A quick way to see if a malware is packed is to look at the sections in the PE file. If the normal PE sections are not there and have been replaced that is a good indicator. For instance UPX, a common packer, will replace the sections with UPX01, UPX02, UPX03. Another way of determining if a file is packed is by looking at the sections Raw Size and Virtual Size. The raw size is a binary’s section’s size on the disk and the virtual size is the binary’s section’s size one loaded into memory. If a virtual size is much larger than the raw size it is a good indicator that the file is packed. Another indicator of a packed binary is if there are a small amount of readable strings when analyzing a binary.
Portable Executable Format
When programs are compiled on Windows they generate a portable executable (PE). PE files are used by executable, DLLs, and object code. If you are on a Linux based system you will get an executable and linking format file (ELF), on Mac you have Mach Object file formats (Mach-O).
Each section of the PE file contains information that is required for the Windows OS to correctly load and run the file. A few examples of important information that can be pulled from PE headers are:
- Compilation Date
- Imported Functions
- Exported Functions
Linked Libraries
Windows binaries have a few ways of linking libraries. One can statically link, dynamically link, and link at runtime.
Static linking takes all the code from the library and copies it into the executable. It is the least used as a programs size will quickly balloon. In statically linked files it is difficult to tell what functions were generated by the users and what were pulled from external libraries.
Dynamic linking is the most common, at least with non-malicious programs. With dynamic linking the operating system will search for the necessary libraries when the program is loaded. If the libraries cannot be found the program will not run. A downside to dynamic linking is that authors must ensure their users have the libraries that the program will use.
Runtime linking is very uncommon in normal programs, but is rather common for malicious ones. For runtime linking the program will request certain libraries when needed nad not at runtime like dynamic linking. It is similar to dynamic linking in the way that the entire libraries code base is not compiled into the program. However, with runtime an analyst can not see which function are being imported as easily with dynamic linking. There are flags that can show a program is using runtime linking. For runtime linking to work the program will need to use LoadLibrary and GetProcAddress.

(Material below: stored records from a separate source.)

PR #4443, opened 2025-10-30
chore: task reexecution

Elvis339:
## Why this should be merged
This patch is breakdown of https://github.com/ava-labs/avalanchego/pull/4435

This patch contains a custom action that doesn't rely on relative imports, workflows that externalize reexecute configuration to tasks.

### DIFF
--- a/.github/workflows/c-chain-reexecution-benchmark-container.yml
+++ b/.github/workflows/c-chain-reexecution-benchmark-container.yml
@@ -98,11 +98,11 @@ jobs:
         uses: ./.github/actions/c-chain-reexecution-benchmark
         with:
           task: ${{ matrix.task }}
-          config: ${{ matrix.config || inputs.config }}
-          start-block: ${{ matrix.start-block || inputs.start-block }}
-          end-block: ${{ matrix.end-block || inputs.end-block }}
-          block-dir-src: ${{ matrix.block-dir-src || inputs.block-dir-src }}
-          current-state-dir-src: ${{ matrix.current-state-dir-src || inputs.current-state-dir-src }}
+          config: ${{ matrix.config }}
+          start-block: ${{ matrix.start-block }}
+          end-block: ${{ matrix.end-block }}
+          block-dir-src: ${{ matrix.block-dir-src }}
+          current-state-dir-src: ${{ matrix.current-state-dir-src }}
           prometheus-url: ${{ secrets.PROMETHEUS_URL || '' }}
           prometheus-push-url: ${{ secrets.PROMETHEUS_PUSH_URL || '' }}
           prometheus-username: ${{ secrets.PROMETHEUS_USERNAME || '' }}
@@ -112,4 +112,4 @@ jobs:
           aws-region: 'us-east-2'
           github-token: ${{ secrets.GITHUB_TOKEN }}
           push-post-state: ${{ github.event.inputs.push-post-state }}
-          runner_name: ${{ matrix.runner || inputs.runner }}
+          runner_name: ${{ matrix.runner }}


scripts/benchmark_cchain_range.sh
```diff
@@ -8,18 +8,34 @@ set -euo pipefail
...
+#   METRICS_SERVER_PORT (optional): Port for the metrics server (defaults to "0").
+#   METRICS_COLLECTOR_ENABLED (optional): If set to "true", enables the metrics collector (defaults to "false").
 
 : "${BLOCK_DIR:?BLOCK_DIR must be set}"
 : "${CURRENT_STATE_DIR:?CURRENT_STATE_DIR must be set}"
-: "${RUNNER_NAME:?RUNNER_NAME must be set}"
 : "${START_BLOCK:?START_BLOCK must be set}"
 : "${END_BLOCK:?END_BLOCK must be set}"
 
+# Set defaults for optional variables
```
Elvis339: https://github.com/ava-labs/avalanchego/actions/runs/18954133887/job/54126429470#step:5:570

Added for debug capability, clear view of environment variables helps reducing the ambiguity.

.github/actions/c-chain-reexecution-benchmark/action.yml
```diff
@@ -56,64 +44,115 @@ inputs:
...
+        echo "EXECUTION_DATA_DIR=${EXEC_DIR}" >> "$GITHUB_ENV"
+        echo "BENCHMARK_OUTPUT_FILE=${BENCHMARK_FILE}" >> "$GITHUB_ENV"
+    - name: Run C-Chain Re-execution Benchmark
+      shell: nix develop --impure --command bash -x {0}
+      run: ./scripts/run_task.sh ${{ inputs.task }} \
+        BENCHMARK_OUTPUT_FILE="${{ env.BENCHMARK_OUTPUT_FILE }}" \
+        EXECUTION_DATA_DIR="${{ env.EXECUTION_DATA_DIR }}"
+      env:
+        RUNNER_NAME: ${{ inputs.runner_name }}
+        TMPNET_START_METRICS_COLLECTOR: ${{ inputs.prometheus-username != '' }}
```
maru-ava: It appears this this env var isn't necessary, METRICS_COLLECTOR_ENABLED replaces it.

.github/workflows/c-chain-reexecution-benchmark-container.yml
```diff
@@ -100,18 +79,14 @@ jobs:
...
         with:
-          config: ${{ matrix.config }}
-          start-block: ${{ matrix.start-block }}
-          end-block: ${{ matrix.end-block }}
-          block-dir-src: ${{ matrix.block-dir-src }}
-          current-state-dir-src: ${{ matrix.current-state-dir-src }}
+          task: ${{ matrix.task }}
+          runner_name: ${{ matrix.runner }}
+          aws-role: ${{ github.event.inputs.push-post-state != '' && secrets.AWS_S3_RW_ROLE || secrets.AWS_S3_READ_ONLY_ROLE }}
+          aws-region: 'us-east-2'
```
maru-ava: nit: Maybe minimize the required diff by not re-ordering vars that are not changing (i.e. aws-region, aws-role, runner_name, push-github-action-benchmark)?

.github/workflows/c-chain-reexecution-benchmark-container.yml
```diff
@@ -100,18 +79,14 @@ jobs:
...
           prometheus-username: ${{ secrets.PROMETHEUS_USERNAME || '' }}
           prometheus-password: ${{ secrets.PROMETHEUS_PASSWORD || '' }}
-          push-github-action-benchmark: ${{ github.event_name == 'schedule' || (github.event_name == 'workflow_dispatch' && github.repository == 'ava-labs/avalanchego' && github.ref_name == 'master') }}
-          aws-role: ${{ github.event.inputs.push-post-state != '' && secrets.AWS_S3_RW_ROLE || secrets.AWS_S3_READ_ONLY_ROLE }}
-          aws-region: 'us-east-2'
           github-token: ${{ secrets.GITHUB_TOKEN }}
-          push-post-state: ${{ github.event.inputs.push-post-state }}
-          runner_name: ${{ matrix.runner }}
+          push-github-action-benchmark: ${{ github.event_name == 'schedule' || (github.event_name == 'workflow_dispatch' && github.repository == 'ava-labs/avalanchego' && github.ref_name == 'master') }}
+          push-post-state: ${{ github.event.inputs.push-post-state || '' }}
```
maru-ava: (No action required) Why is the value of this var changing?

.github/workflows/c-chain-reexecution-benchmark-gh-native.yml
```diff
@@ -90,18 +69,14 @@ jobs:
...
         uses: ./.github/actions/c-chain-reexecution-benchmark
         with:
-          config: ${{ matrix.config }}
-          start-block: ${{ matrix.start-block }}
-          end-block: ${{ matrix.end-block }}
-          block-dir-src: ${{ matrix.block-dir-src }}
-          current-state-dir-src: ${{ matrix.current-state-dir-src }}
+          task: ${{ matrix.task }}
+          runner_name: ${{ matrix.runner }}
+          aws-role: ${{ github.event.inputs.push-post-state != '' && secrets.AWS_S3_RW_ROLE || secrets.AWS_S3_READ_ONLY_ROLE }}
```
maru-ava: nit: Same comment about avoiding non-functional reordering in this PR.

scripts/copy_dir.sh
```diff
@@ -18,19 +22,25 @@ fi
 SRC="$1"
 DST="$2"
 
+# If SRC doesn't start with s3:// or /, assume it's an S3 object key
```
maru-ava, line 21: Nice!

scripts/benchmark_cchain_range.sh
maru-ava: Is there a way to do this without setting explicit defaults? Ideally there is one source of truth for those defaults, and what is proposed here results in defaults being defined in both the script and the go entrypoint.

scripts/benchmark_cchain_range.sh
```diff
@@ -8,18 +8,34 @@ set -euo pipefail
...
 #   START_BLOCK: The starting block height (exclusive).
 #   END_BLOCK: The ending block height (inclusive).
+#   RUNNER_NAME (optional): Name of the runner (defaults to "dev").
+#   CONFIG (optional): Configuration name (defaults to "default").
 #   LABELS (optional): Comma-separated key=value pairs for metric labels.
 #   BENCHMARK_OUTPUT_FILE (optional): If set, benchmark output is also written to this file.
-#   METRICS_SERVER_ENABLED (optional): If set, enables the metrics server.
-#   METRICS_SERVER_PORT (optional): If set, determines the port the metrics server will listen to.
-#   METRICS_COLLECTOR_ENABLED (optional): If set, enables the metrics collector.
+#   METRICS_SERVER_ENABLED (optional): If set to "true", enables the metrics server (defaults to "false").
```
maru-ava: Is it necessary to require these explicit values (i.e. true, false)? Without this PR the flag parsing treats any non-empty value as true.

.github/actions/c-chain-reexecution-benchmark/action.yml
```diff
@@ -56,64 +44,115 @@ inputs:
...
+    default: ${{ github.workflow }}
+  run-id:
+    default: ${{ github.run_id }}
+  run-number:
+    default: ${{ github.run_number }}
+  run-attempt:
+    default: ${{ github.run_attempt }}
+  job:
+    default: ${{ github.job }}
+  grafana-dashboard-id:
```
maru-ava: Maybe just inline this? It was only necessary as a parameter to support configuring run-monitored-tmpnet-cmd. That also suggests that the dashboard ID can be similarly hard-coded in run-monitored-tmpnet-cmd since only the reexecute custom action needed to override it.

.github/actions/c-chain-reexecution-benchmark/action.yml
```diff
@@ -56,64 +44,115 @@ inputs:
...
+        echo "BENCHMARK_OUTPUT_FILE=${BENCHMARK_FILE}" >> "$GITHUB_ENV"
+    - name: Run C-Chain Re-execution Benchmark
+      shell: nix develop --impure --command bash -x {0}
+      run: ./scripts/run_task.sh ${{ inputs.task }} \
+        BENCHMARK_OUTPUT_FILE="${{ env.BENCHMARK_OUTPUT_FILE }}" \
+        EXECUTION_DATA_DIR="${{ env.EXECUTION_DATA_DIR }}"
+      env:
+        RUNNER_NAME: ${{ inputs.runner_name }}
+        TMPNET_START_METRICS_COLLECTOR: ${{ inputs.prometheus-username != '' }}
+        TMPNET_CHECK_METRICS_COLLECTED: ${{ inputs.prometheus-username != '' }}
```
maru-ava: It appears this env var is also not necessary - the check for collected metrics is always performed if metrics collection is enabled.

.github/actions/c-chain-reexecution-benchmark/action.yml
```diff
@@ -56,64 +44,115 @@ inputs:
...
         github-token: ${{ inputs.github-token }}
         auto-push: ${{ inputs.push-github-action-benchmark }}
-
-    - name: Push Post-State to S3 (if not exists)
-      if: ${{ inputs.push-post-state != '' }}
-      shell: nix develop --command bash -x {0}
-      run: ./scripts/run_task.sh export-dir-to-s3 SRC=${{ env.EXECUTION_DATA_DIR }}/current-state/ DST=${{ inputs.push-post-state }}
+    - name: Push Post-State to S3
+      if: inputs.push-post-state != ''
+      shell: nix develop --impure --command bash -x {0}
```
maru-ava, line 193: (No action required) Note that `--impure` is only required if the command needs to access env vars present in the parent shell of `nix develop`.

scripts/benchmark_cchain_range.sh
maru-ava: Instead of doing this in the script, maybe update the golang entrypoint to output a summary of its configuration after flag parsing has been performed?

scripts/benchmark_cchain_range.sh
Elvis339: It's not necessary but tough it might be valuable to have them in the script.

It's a just copy / paste of [vm_reexecute.go](https://github.com/ava-labs/avalanchego/blob/776ed1e6d1dfec082baeddb43707be4d093c4d69/tests/reexecute/c/vm_reexecute_test.go#L108).

Now when I think about it it might be messy to keep documentation up to date on both places. 

For `RUNNER_NAME`, I have to add a default of "dev" to match the Go flag default. This removes friction for local development while still allowing CI to override it.

.github/actions/c-chain-reexecution-benchmark/action.yml
Elvis339: Thanks for the explanation. Access to AWS env vars is required for this job.

scripts/benchmark_cchain_range.sh
Elvis339: Makes sense.

https://github.com/ava-labs/avalanchego/blob/10c5ef7d8c84b840479a3b2470b32ebe2bb3f290/tests/reexecute/c/vm_reexecute_test.go#L211

.github/workflows/c-chain-reexecution-benchmark-container.yml
Elvis339: Because of `|| ''` directive, I removed it.

.github/actions/c-chain-reexecution-benchmark/action.yml
```diff
@@ -56,64 +44,111 @@ inputs:
...
-        grafana_dashboard_id: 'Gl1I20mnk/c-chain'
-        runtime: "" # Set runtime input to empty string to disable log collection
-
+    - name: Set task env
+      shell: bash
+      run: |
+        TIMESTAMP=$(date '+%Y%m%d-%H%M%S')
+        EXEC_DIR="/tmp/reexecution-data-${TIMESTAMP}"
+        BENCHMARK_FILE="${GITHUB_WORKSPACE}/benchmark-output.txt"
+        echo "EXECUTION_DATA_DIR=${EXEC_DIR}" >> "$GITHUB_ENV"
```
maru-ava: (No action required) Is it necessary to define EXEC_DIR separately rather than inlining the definition on this line? Same question for the next line.

.github/actions/c-chain-reexecution-benchmark/action.yml
maru-ava: Is TMPNET_START_METRICS_COLLECTOR used by reexec testing after all?

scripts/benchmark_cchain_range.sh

PE File Headers and Sections
The PE format is quite expansive and will not be covered in detail here. However the most important sections in a PE File are the following: .text: Contains the instructions the CPU will execute.
.rdata: Read only data, usually contains the imports and exports. Will also contain strings and constants.
.data: Stores global data accessed by the program.
.rsrc: Stores resources needed by the executable.
There are a multitude of programs out there to parse PE files and pull out important information. PEView is an older tool. It’s very small and does not have as much bells as whistles as the other tools. CFF Explorer is another PE parser. One of its benefits is that it contains a dependency walker for all the imported functions used by the binary. The professional PE explorer (PPEE or puppy) is also a fantastic tool. It has all the benefits the CFF Explorer has but has support for plugins and tries to categorize the strings located in a binary.